Task statement >> Taking the first line of the listing as the start and the line containing "Six tests across" as the end, reproduce everything in between exactly, both ends included.

Data for this task >>
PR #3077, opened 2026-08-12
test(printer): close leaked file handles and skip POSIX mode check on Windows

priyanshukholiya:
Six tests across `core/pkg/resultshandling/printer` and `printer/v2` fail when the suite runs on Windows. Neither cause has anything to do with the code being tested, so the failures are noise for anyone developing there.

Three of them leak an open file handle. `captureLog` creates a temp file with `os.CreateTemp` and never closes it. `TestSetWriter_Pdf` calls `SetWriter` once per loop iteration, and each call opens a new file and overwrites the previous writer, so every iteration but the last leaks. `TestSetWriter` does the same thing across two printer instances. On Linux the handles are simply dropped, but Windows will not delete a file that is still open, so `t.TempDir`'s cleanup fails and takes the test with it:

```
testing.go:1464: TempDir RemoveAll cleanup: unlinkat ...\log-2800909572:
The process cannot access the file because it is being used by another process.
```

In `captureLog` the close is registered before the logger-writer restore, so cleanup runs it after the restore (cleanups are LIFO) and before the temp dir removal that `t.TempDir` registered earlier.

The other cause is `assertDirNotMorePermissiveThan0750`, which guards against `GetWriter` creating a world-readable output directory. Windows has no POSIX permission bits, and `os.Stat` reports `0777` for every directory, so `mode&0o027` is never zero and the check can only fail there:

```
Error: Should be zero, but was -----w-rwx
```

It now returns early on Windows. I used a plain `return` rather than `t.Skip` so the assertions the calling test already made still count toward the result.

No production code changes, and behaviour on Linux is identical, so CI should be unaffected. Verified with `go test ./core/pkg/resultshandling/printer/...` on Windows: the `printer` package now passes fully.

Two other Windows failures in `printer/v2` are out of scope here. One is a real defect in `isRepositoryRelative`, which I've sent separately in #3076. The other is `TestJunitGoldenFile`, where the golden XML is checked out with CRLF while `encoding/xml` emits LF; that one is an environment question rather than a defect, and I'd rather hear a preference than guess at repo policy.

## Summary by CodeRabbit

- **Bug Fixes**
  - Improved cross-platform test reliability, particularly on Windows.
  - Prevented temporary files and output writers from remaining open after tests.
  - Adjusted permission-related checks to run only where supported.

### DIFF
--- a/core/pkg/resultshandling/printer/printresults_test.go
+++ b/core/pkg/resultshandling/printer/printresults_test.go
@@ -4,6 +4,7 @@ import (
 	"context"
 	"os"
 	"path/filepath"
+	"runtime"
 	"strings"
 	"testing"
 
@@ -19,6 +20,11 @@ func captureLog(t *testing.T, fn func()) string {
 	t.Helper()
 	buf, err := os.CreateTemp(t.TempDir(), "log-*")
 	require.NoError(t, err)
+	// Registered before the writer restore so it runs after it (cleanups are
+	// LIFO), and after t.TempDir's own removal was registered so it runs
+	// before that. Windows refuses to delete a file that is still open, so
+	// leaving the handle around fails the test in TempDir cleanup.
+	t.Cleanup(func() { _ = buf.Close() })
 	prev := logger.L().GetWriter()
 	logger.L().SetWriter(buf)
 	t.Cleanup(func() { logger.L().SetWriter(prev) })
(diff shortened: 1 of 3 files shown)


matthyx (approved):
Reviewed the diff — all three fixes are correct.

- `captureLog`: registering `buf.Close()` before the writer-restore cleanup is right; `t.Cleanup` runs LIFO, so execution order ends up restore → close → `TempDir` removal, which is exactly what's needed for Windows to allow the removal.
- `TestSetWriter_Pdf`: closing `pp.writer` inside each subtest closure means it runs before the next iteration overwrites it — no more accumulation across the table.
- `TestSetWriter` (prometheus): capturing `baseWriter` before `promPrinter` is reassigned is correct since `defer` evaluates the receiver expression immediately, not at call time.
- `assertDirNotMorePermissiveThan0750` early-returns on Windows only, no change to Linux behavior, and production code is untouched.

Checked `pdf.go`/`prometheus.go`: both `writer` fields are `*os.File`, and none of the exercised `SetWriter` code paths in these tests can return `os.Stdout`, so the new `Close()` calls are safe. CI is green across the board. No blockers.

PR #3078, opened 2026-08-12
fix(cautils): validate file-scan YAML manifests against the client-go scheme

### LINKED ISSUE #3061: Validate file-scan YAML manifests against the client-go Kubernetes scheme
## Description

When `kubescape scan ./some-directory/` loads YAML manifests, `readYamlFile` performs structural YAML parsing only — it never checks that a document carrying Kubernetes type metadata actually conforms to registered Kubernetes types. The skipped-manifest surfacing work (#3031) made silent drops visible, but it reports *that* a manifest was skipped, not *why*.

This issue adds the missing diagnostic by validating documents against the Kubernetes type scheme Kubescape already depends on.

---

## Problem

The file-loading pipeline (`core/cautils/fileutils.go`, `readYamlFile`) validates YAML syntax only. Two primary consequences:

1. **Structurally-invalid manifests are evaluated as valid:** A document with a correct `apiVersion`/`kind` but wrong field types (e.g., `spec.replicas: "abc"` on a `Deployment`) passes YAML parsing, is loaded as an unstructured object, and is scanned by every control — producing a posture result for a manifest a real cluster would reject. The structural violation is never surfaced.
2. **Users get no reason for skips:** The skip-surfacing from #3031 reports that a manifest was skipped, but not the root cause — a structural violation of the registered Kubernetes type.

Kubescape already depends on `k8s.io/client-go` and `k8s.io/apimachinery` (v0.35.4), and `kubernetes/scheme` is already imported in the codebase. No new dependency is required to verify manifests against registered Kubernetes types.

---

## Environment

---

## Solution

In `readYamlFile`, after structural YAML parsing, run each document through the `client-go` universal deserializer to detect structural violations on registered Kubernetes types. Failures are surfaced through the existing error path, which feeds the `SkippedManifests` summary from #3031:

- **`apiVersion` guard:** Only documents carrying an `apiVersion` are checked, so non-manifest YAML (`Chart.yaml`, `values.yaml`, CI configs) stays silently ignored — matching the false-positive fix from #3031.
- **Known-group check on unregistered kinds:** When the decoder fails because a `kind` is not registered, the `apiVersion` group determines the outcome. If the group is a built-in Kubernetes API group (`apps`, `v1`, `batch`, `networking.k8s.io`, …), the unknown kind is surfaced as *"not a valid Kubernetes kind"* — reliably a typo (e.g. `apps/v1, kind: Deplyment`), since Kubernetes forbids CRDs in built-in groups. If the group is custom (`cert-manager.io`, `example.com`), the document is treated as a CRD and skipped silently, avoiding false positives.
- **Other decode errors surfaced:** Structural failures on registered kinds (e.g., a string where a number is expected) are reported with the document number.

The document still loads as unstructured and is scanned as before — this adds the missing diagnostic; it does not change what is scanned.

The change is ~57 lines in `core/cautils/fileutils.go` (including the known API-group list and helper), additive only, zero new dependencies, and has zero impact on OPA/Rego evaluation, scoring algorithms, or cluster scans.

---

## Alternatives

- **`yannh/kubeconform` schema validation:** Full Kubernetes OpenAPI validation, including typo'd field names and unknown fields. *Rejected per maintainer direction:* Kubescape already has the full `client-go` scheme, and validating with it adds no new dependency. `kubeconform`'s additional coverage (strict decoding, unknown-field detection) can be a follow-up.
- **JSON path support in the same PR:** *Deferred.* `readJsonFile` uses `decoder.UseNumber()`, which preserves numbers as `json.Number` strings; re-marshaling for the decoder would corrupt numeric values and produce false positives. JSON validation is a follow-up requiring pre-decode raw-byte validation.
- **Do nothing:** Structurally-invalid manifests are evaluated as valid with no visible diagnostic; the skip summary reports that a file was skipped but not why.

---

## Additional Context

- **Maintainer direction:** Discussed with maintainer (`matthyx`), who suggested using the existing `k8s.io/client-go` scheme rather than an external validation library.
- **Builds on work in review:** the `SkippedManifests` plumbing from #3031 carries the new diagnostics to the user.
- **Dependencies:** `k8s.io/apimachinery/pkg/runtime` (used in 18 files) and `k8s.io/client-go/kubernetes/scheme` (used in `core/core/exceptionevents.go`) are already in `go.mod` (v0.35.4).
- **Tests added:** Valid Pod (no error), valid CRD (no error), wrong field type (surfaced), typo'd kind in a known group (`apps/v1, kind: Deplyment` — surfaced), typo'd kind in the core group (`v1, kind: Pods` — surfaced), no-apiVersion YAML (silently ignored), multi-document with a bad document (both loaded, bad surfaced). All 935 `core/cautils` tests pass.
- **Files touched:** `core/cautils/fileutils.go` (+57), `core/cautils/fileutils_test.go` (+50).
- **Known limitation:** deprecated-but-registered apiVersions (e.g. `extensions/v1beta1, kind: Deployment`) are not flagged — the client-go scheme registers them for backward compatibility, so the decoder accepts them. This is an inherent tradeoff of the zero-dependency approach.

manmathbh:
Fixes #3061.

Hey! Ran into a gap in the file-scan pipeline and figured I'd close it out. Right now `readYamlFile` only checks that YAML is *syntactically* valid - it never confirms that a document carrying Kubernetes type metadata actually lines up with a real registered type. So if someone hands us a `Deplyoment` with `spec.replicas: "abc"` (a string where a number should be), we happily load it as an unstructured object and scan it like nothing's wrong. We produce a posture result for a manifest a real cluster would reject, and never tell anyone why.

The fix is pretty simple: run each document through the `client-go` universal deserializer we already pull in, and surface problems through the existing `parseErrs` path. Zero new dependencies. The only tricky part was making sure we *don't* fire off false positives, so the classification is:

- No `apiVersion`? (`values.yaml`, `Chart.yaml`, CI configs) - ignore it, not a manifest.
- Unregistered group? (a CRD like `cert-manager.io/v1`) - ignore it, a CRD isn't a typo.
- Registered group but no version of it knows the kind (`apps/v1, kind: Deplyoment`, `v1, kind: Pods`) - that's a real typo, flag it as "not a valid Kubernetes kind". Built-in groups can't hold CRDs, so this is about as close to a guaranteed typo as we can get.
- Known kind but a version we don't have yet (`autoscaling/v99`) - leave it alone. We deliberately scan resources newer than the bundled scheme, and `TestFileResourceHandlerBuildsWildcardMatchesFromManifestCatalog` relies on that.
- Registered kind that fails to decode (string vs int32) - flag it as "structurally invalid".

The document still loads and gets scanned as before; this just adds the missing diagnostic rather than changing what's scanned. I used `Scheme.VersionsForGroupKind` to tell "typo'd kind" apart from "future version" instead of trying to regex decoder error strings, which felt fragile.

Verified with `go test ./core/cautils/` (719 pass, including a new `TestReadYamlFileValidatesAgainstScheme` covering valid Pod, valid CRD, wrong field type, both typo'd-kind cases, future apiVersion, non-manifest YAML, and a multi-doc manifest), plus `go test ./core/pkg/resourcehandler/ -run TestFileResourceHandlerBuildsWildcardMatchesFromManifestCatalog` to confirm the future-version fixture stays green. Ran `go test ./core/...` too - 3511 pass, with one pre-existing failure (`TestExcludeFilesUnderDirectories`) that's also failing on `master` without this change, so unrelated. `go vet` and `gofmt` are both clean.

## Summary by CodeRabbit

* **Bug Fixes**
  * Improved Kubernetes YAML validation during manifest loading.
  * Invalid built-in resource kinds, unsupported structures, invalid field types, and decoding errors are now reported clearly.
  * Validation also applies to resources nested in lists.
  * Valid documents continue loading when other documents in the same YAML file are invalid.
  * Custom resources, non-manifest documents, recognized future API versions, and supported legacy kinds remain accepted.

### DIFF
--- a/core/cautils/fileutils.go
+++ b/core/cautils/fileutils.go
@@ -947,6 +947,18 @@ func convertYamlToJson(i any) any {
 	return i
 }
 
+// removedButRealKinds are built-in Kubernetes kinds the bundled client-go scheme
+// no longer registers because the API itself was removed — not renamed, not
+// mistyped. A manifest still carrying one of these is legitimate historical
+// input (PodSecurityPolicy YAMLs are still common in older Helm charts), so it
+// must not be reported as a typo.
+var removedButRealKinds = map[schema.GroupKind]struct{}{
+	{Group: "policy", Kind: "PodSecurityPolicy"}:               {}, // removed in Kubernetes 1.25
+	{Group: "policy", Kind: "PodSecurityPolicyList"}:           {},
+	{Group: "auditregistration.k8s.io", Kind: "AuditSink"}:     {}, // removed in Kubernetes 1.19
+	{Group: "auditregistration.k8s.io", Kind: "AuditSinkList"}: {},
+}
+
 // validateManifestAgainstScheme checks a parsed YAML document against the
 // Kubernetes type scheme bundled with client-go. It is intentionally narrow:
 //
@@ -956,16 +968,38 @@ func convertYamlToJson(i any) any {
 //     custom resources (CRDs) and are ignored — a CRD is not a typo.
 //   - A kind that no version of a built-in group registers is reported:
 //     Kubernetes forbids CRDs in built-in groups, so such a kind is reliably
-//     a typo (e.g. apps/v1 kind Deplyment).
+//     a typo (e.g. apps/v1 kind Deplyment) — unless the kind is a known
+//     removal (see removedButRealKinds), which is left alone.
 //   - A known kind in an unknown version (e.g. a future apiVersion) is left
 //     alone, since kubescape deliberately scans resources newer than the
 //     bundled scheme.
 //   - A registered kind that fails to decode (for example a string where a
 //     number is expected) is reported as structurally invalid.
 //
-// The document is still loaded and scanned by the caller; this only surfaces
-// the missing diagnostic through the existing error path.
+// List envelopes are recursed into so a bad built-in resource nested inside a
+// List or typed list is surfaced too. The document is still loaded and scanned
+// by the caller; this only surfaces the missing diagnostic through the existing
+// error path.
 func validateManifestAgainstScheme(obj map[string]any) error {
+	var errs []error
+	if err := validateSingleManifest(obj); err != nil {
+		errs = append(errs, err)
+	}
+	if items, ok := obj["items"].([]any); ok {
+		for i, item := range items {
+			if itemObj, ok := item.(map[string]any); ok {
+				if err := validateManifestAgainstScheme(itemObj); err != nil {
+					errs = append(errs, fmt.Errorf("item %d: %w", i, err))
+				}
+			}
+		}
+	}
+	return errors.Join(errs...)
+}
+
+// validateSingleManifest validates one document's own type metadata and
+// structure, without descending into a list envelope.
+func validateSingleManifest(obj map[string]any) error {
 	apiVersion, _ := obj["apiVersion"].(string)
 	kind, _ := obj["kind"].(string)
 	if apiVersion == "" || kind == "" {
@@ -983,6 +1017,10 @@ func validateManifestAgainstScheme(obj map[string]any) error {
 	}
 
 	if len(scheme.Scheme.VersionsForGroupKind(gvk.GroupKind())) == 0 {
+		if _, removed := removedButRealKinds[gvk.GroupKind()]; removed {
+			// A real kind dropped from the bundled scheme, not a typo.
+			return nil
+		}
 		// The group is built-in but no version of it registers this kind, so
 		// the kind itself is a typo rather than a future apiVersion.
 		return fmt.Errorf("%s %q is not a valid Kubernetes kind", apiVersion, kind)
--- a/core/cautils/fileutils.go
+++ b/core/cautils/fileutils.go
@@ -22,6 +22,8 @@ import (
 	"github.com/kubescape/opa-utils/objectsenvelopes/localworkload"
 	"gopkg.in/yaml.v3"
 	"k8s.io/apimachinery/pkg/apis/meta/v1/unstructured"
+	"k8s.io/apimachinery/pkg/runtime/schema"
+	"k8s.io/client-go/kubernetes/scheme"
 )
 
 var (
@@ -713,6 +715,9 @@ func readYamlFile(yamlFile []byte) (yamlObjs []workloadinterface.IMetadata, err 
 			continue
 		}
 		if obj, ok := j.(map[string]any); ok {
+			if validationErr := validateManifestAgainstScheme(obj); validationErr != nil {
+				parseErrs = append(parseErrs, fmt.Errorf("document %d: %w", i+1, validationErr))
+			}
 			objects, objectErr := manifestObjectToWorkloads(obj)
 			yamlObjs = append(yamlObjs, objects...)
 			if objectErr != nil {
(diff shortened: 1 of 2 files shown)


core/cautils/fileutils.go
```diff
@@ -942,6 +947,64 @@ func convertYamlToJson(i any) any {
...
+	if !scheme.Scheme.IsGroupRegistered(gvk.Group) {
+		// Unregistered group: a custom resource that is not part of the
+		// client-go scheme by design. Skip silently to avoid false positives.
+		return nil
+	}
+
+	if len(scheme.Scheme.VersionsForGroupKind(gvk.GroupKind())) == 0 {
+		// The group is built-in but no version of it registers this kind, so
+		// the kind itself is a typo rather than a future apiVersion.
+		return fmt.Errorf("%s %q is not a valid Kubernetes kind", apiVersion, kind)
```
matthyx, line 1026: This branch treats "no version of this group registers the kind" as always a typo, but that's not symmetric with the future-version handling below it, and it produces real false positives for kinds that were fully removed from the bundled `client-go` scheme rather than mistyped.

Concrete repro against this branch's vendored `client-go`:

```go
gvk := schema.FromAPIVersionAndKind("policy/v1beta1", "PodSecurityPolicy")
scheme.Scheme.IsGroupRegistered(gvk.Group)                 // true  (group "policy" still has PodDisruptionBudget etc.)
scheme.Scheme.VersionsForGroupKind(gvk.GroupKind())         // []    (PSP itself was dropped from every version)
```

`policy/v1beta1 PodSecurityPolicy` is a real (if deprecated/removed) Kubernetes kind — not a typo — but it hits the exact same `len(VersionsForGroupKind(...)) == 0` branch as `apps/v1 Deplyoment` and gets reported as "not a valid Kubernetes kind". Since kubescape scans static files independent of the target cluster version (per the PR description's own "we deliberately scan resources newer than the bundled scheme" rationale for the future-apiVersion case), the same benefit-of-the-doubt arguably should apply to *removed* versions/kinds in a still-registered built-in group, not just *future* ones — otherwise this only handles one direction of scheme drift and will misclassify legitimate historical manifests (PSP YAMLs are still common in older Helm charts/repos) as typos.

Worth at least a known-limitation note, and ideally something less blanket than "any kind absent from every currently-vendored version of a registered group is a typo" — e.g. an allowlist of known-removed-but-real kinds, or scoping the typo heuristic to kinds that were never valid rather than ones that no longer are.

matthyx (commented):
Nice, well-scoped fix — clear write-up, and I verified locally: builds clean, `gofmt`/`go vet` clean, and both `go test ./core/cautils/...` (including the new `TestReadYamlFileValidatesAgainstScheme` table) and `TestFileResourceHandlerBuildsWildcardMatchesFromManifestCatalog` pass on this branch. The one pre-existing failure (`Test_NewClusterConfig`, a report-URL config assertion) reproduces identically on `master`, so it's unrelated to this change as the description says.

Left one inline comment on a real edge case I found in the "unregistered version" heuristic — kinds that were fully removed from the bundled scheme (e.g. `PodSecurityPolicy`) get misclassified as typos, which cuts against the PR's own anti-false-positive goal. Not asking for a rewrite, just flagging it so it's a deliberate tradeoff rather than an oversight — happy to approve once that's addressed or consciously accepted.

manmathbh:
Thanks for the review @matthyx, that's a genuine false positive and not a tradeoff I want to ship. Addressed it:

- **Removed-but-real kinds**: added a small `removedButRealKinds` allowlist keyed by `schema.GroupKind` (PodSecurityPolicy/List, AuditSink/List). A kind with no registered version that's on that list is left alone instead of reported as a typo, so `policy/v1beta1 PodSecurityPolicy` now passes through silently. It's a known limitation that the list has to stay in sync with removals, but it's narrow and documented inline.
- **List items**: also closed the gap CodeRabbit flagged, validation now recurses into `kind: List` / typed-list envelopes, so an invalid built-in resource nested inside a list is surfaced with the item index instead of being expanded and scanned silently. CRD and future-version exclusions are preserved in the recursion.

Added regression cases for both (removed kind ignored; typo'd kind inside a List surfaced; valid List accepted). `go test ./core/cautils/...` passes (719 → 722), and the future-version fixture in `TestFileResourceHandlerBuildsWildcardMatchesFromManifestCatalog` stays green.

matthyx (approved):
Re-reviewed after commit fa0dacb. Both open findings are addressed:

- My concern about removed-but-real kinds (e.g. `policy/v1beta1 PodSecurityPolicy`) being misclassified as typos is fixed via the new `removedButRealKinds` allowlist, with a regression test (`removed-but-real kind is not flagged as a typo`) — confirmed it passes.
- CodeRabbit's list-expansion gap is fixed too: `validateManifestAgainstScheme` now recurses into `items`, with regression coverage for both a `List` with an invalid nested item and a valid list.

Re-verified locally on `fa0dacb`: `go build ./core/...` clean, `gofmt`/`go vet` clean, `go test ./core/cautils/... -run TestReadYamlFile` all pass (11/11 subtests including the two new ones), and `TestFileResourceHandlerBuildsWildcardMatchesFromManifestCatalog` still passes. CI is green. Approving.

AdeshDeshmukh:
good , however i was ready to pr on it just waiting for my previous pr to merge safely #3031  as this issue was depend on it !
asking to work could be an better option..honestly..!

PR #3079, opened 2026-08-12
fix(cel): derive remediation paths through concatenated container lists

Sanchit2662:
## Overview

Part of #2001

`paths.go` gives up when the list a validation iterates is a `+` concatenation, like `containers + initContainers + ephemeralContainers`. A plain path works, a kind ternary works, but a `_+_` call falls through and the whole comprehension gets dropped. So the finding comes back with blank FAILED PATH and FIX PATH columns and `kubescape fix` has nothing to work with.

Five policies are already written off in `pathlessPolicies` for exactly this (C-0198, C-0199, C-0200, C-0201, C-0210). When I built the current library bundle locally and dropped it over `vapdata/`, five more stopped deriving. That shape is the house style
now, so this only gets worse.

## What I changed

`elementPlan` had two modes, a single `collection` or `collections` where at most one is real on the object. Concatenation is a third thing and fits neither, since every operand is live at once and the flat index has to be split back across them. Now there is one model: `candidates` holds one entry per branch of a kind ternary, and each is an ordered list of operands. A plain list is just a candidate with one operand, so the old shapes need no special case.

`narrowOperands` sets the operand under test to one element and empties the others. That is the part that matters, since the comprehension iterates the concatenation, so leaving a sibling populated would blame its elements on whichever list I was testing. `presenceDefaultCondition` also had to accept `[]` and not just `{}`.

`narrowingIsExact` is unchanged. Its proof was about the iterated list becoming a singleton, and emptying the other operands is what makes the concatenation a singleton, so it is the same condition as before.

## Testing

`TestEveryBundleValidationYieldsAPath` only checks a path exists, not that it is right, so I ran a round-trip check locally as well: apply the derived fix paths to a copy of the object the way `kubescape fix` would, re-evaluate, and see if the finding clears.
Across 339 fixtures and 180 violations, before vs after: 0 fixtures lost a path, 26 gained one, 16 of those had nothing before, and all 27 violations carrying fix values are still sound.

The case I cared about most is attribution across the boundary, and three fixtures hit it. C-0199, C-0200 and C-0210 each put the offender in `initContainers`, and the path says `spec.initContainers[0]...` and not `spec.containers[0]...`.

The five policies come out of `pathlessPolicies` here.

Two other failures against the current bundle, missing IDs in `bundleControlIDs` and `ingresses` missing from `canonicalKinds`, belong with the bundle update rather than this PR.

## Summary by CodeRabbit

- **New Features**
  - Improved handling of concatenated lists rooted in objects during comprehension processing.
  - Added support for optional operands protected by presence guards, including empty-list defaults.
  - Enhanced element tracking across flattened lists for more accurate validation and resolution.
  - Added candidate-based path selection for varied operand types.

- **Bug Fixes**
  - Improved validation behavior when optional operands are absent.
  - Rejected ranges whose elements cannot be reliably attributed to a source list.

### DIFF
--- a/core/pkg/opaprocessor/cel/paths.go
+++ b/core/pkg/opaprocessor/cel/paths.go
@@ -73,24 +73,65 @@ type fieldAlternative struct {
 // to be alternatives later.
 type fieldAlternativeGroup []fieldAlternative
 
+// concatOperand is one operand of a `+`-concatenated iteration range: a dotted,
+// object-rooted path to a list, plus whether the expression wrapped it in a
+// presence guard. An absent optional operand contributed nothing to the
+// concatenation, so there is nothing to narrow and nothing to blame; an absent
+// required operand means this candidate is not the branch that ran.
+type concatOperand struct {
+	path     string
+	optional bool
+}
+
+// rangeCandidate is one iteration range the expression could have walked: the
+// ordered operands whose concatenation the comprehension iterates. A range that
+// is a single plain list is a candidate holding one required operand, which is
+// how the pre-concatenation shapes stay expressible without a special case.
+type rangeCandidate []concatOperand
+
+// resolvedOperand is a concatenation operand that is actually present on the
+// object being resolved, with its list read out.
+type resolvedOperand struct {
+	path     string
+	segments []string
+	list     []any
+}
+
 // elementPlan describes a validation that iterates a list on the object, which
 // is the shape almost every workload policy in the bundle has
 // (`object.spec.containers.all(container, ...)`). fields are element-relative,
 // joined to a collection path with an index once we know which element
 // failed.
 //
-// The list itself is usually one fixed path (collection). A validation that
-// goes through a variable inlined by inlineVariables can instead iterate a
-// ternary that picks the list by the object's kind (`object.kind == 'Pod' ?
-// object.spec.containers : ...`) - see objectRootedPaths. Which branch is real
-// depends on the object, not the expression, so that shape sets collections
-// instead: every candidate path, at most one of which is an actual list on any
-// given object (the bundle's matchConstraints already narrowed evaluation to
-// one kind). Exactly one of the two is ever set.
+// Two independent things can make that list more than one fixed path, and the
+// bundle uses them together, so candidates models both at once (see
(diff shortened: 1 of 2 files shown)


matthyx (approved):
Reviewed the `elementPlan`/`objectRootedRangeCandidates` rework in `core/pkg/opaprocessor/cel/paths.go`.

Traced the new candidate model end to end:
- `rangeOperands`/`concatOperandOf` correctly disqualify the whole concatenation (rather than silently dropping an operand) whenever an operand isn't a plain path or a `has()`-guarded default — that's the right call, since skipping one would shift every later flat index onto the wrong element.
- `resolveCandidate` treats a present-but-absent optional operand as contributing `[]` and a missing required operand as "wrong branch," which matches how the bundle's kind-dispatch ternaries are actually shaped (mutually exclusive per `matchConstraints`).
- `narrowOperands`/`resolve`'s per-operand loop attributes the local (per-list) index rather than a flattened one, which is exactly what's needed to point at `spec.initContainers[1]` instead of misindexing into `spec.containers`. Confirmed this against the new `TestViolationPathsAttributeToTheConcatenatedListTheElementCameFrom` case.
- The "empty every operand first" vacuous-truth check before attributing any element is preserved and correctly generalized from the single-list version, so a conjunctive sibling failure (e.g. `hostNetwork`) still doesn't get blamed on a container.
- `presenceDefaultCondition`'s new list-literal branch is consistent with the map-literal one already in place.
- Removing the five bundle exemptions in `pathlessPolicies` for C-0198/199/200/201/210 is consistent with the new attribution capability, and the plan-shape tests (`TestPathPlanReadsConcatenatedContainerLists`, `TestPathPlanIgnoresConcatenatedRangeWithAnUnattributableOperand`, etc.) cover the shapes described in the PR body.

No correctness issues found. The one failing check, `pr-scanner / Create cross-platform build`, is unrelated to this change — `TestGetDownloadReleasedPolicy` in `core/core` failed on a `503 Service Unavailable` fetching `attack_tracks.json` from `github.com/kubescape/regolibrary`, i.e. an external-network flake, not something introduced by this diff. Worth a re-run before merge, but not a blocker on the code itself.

Solution below >>
PR #3077, opened 2026-08-12
test(printer): close leaked file handles and skip POSIX mode check on Windows

priyanshukholiya:
Six tests across `core/pkg/resultshandling/printer` and `printer/v2` fail when the suite runs on Windows. Neither cause has anything to do with the code being tested, so the failures are noise for anyone developing there.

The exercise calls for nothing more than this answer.